WHAT YOU SHOULD DO
For every line in the material, produce an exact copy.

DATASET EXCERPT
-- Opening Marker --
PR #787, opened 2018-08-15
Fix ASAN bug in `dthashchain()`

### LINKED ISSUE #786: ASAN bug in `dthashchain()`
This bug was found by the *src/cmd/tests/cdt/tannounce.c* unit test. The problem lies with the sequence of these two statements in `dthashchain()`:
-- Closing Marker --
RESPONSE BOX
PR #787, opened 2018-08-15
Fix ASAN bug in `dthashchain()`

### LINKED ISSUE #786: ASAN bug in `dthashchain()`
This bug was found by the *src/cmd/tests/cdt/tannounce.c* unit test. The problem lies with the sequence of these two statements in `dthashchain()`:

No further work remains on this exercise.